In-vitro controlled release of glipizide was studied from modified pulsincaps prepared by using different proportions of the polymer HPMC. Glipizide - HPMC mixtures were prepared in the ratios 5:1, 5:2, 5:3 and 5:4 respectively. These mixtures were evaluated for micromeritic properties and to confirm the reproducibility of method of mixing. Micromertic properties of the pure drug glipizide and glipizide - HPMC mixtures were improved by the incorporation of spray-dried lactose (pharmatose) at 15% of the weight of the drug.
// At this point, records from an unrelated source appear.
PR #321, opened 2020-11-03
Split config into files and rename the folder to config

markusthoemmes:
As per title, this aligns us closer with other Knative projects in that we use the canonical `config` folder and split the YAML files into logical components to make changing and reading them somewhat easier.

### DIFF
--- a/.github/workflows/kind-e2e.yaml
+++ b/.github/workflows/kind-e2e.yaml
@@ -127,7 +127,7 @@ jobs:
         # Build and Publish our containers to the docker daemon (including test assets)
         export GO111MODULE=on
         export GOFLAGS=-mod=vendor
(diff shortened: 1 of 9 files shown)


davidor:
What do the prefixes (100, 200, 300-) of the yaml files mean?

markusthoemmes:
They loosely enforce an ordering, especially for the release files.

davidor:
I don't have a strong preference about this. @jmprusi do you see any problem in splitting the yamls?
Also, @markusthoemmes I don't know if we'll need to change something in the serving repo to pick the new yamls. Not sure how that's done now.

markusthoemmes:
Serving only consumes the releases generated from this repo (including nightly releases), so by me adjusting `release.sh` we should be fine wrt. others consuming this as their interface doesn't change.

PR #322, opened 2020-11-03
Split envoy package into API and Server

markusthoemmes:
As per title, to have a clear cut between the API helpers we create and the XDS Server and utilities.


davidor (approved):
/lgtm

Issue #105, opened 2020-06-17
Kourier control is not updated when CERTS_SECRET_NAME is updated


StarpTech:
I had to restart the 3scale-kourier-control.

jmprusi:
Hi @StarpTech ! That shouldn't happen! Can you help us by describing a little bit more what did you do?

StarpTech:
Sry for the incomplete bug report. As far as I remember, after following the https://github.com/knative/net-kourier/blob/05d056b1c9cc601dc2f19d882078014ec28cdbcb/README.md#setup-tls-certificate steps my cert was not set. Only after `kubectl rollout restart deploy ...` the cert was found.

markusthoemmes:
Hey @StarpTech. I'm currently in the process of reworking Kourier a bit and was wondering if you'd be up for a chat on how we can make this feature a bit more... bulletproof.

PR #323, opened 2020-11-03
Remove functionality to front everything with a global cert

markusthoemmes:
This might be a bit controversial and we also might want to open at least an issue to bring this functionality back. I mostly removed it here to simplify the paths where kubeclients are passed around. As can be seen in the diff, this constraints Kubernetes client usage to the `ingress -> translatedIngress` layer and thus makes it fairly straightforward to reason about.

### DIFF
--- a/pkg/generator/caches.go
+++ b/pkg/generator/caches.go
@@ -17,7 +17,6 @@ limitations under the License.
 package generator
 
 import (
-	"context"
 	"errors"
 	"sync"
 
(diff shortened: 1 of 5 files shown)


davidor:
Not sure about this one. There was an issue about this functionality https://github.com/knative-sandbox/net-kourier/issues/105, so we know that at least it was interesting for somebody.

markusthoemmes:
Interesting, thanks @davidor! I'll try to reach out there and see if we can find a sweetspot that doesn't rely on fetching the secret everytime as I doubt this currently scales at all.

markusthoemmes:
Closing this for now.

PR #324, opened 2020-11-03
Use correct name of example service in "utils/setup.sh"

davidor:
Changes the example curl command to use the same service name as the one shown in the README.


markusthoemmes (approved):
/lgtm
/approve

PR #325, opened 2020-11-03
Move code to where it is used and remove 'knative' package

markusthoemmes:
IMO the Knative package serves no real purpose, so I moved some helpers into their respective callsites and some into `config`, where they imo belong.


pkg/config/config.go
```diff
@@ -34,3 +41,19 @@ const (
...
 	KourierIngressClassName = "kourier.ingress.networking.knative.dev"
 )
+
+// ServiceDomains returns the external and internal service's respective domain.
+//
+// Example: kourier.kourier-system.svc.cluster.local.
+func ServiceDomains() (string, string) {
+	suffix := "." + GatewayNamespace() + ".svc." + network.GetClusterDomainName()
+	return ExternalServiceName + suffix, InternalServiceName + suffix
+}
```
tcnghia, line 51: can we use https://github.com/knative/pkg/blob/c46a18644992a3ead940f96f7b9e9078c0dcbb28/network/domain.go#L39

markusthoemmes: Thanks, yes we can. Pushed!

davidor:
I'm not sure about this one. From the point of view of Kourier, ideally, the functions that only accept knative entities as params, like an `Ingress` or and `IngressRule` should be provided in the knative libs. Not all of them might be general enough to be included in the knative libs, though. When they're not provided, we can place them in our own "knative" package. For me, the purpose of the package is clear: provide helpers that we'd like to have in the knative libs but are not there.

markusthoemmes:
I disagree @davidor. The helpers are all quite Kourier specific. The `Domains` helper for example, adds stuff that is specific to envoy's gRPC handling.

I'd especially like to move them because we only use most of them just once, so there's super little value in having a potential (non-straightforward) indirection in there. The `MakeIngressReady` helper is such an instance for example, where it's just clearer to have it inline rather than have it in an indirection.

davidor:
In the case you mentioned, you're right. It's specific to Kourier because it's something that's needed because of the way Envoy handles those domains. On the other hand, I think it'd be nice to have an `IsExternal` function in `IngressRule` instead of having to match constants. Anyway, it's just a function and if we inline it we can delete a package after this refactor. Let's merge :+1:

davidor (approved):
/lgtm

PR #329, opened 2020-11-04
Use 'global' client instead of passing it through in each request

markusthoemmes:
This simplifies calling code a bit by not having to pass kubeclients through at so many occasions. Instead, the cache takes a kubeclient (as it used to anyway) and uses that in its methods.


davidor (approved):
/lgtm

PR #330, opened 2020-11-04
Avoid certificate conversion to string from secret

markusthoemmes:
A secret delivers `[]byte` and the API requires `[]byte`, so there is no reason to cast in between. Casting into a string is relatively costly and not necessary at all in this case as the value is opaque anyway.


davidor (approved):
/lgtm

PR #332, opened 2020-11-04
Reduce unnecessary RBAC rules

markusthoemmes:
I don't think we ever update or create ConfigMaps, nor do we need to do anything with CRDs or Namespaces, I believe.

### DIFF
--- a/config/200-serviceaccount.yaml
+++ b/config/200-serviceaccount.yaml
@@ -30,13 +30,13 @@ metadata:
 rules:
   - apiGroups: [""]
     resources: ["events"]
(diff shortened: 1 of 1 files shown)


davidor:
Namespaces and configmaps were added to avoid some errors/warnings that don't make the tests fail: https://github.com/knative-sandbox/net-kourier/pull/132
Not sure if that has changed.

markusthoemmes:
Hmm, that added events and wide authorization for configmaps. I'd think that if tests pass, this is fine.

tcnghia (approved):
/lgtm

PR #336, opened 2020-11-04
Collapse slices, collapse return values and remove whitespace

markusthoemmes:
This is strictly a formatting change, so everything is consistent with each other.


davidor:
I don't mind the change, but it will be difficult to keep it always like this if it's not enforced by one of the github action checks.

markusthoemmes:
Sadly, I have yet to find a formatter that does this for us :(

davidor (approved):
/lgtm

PR #338, opened 2020-11-05
Do not reconcile endpoints if the ready addresses haven't changed

markusthoemmes:
This should significantly reduce churn produced by endpoint reconciles as we'll no longer reconcile if non ready endpoints are added for example.

### DIFF
--- a/pkg/reconciler/ingress/controller.go
+++ b/pkg/reconciler/ingress/controller.go
@@ -24,6 +24,7 @@ import (
 	corev1 "k8s.io/api/core/v1"
 	metav1 "k8s.io/apimachinery/pkg/apis/meta/v1"
 	"k8s.io/apimachinery/pkg/types"
+	"k8s.io/apimachinery/pkg/util/sets"
 	"k8s.io/client-go/tools/cache"
 	"knative.dev/net-kourier/pkg/config"
 	envoy "knative.dev/net-kourier/pkg/envoy/server"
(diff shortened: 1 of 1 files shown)


pkg/reconciler/ingress/controller.go
```diff
@@ -238,3 +252,23 @@ func getReadyIngresses(ctx context.Context, knativeClient networkingClientSet.Ne
...
+	var count int
+	for _, subset := range eps.Subsets {
+		count += len(subset.Addresses)
+	}
+
+	if count == 0 {
+		return nil
+	}
+
+	ready := make(sets.String, count)
```
davidor, line 266: I wonder if it's worth it to calculate `count` in this case.

markusthoemmes: It should be super quick because endpoints usually have at most a handful of subsets (which is what we need to iterate over to compute it).

davidor: Yeah, in this case, I would personally just delete those lines unless I measured that this has a significant perf impact.
But it's just personal preference :+1:

davidor (approved):
/lgtm

pkg/reconciler/ingress/controller.go
markusthoemmes: I agree with that sentiment in principle. I followed what we do in other similar places here. I'll write benchmarks for some helpers upstream though, to proof/disproof this and then adjust.

PR #346, opened 2020-11-10
Remove unused NewRouteStatusOK

nak3:
This patch removes unused NewRouteStatusOK which creates a route to return 200.
It was not used since e9e16bcbc60b1b3771320164c6606e007576b2cd.


davidor (approved):
/lgtm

Drug polymer interaction studies were performed on the selected drug - polymer mixtures and on the pure drug , glipizide by using FTIR and DSC. These studies showed no drug polymer interactions.Drug - polymer mixture equivalent to 10mg of glipizide was used for the preparation of modified pulsincaps. The prepared modified pulsincaps were evaluated for weight variation, drug content and drug release from the prepared modified pulsincaps. Glipizide release from the prepared modified pulsincaps was slow and extended for a period of time not less than 10 hrs, depending upon the concentration of the polymer used. Drug release was diffusion controlled and followed zero order kinetics. The release of glipizide from GH1 and GH2 pulsincaps was close to the release of glipizide from a commercial SR tablet Glytop.

KEYWORDS: Glipizide, , Pulsincaps, HPMC, pharmatose, zero order , peppas model.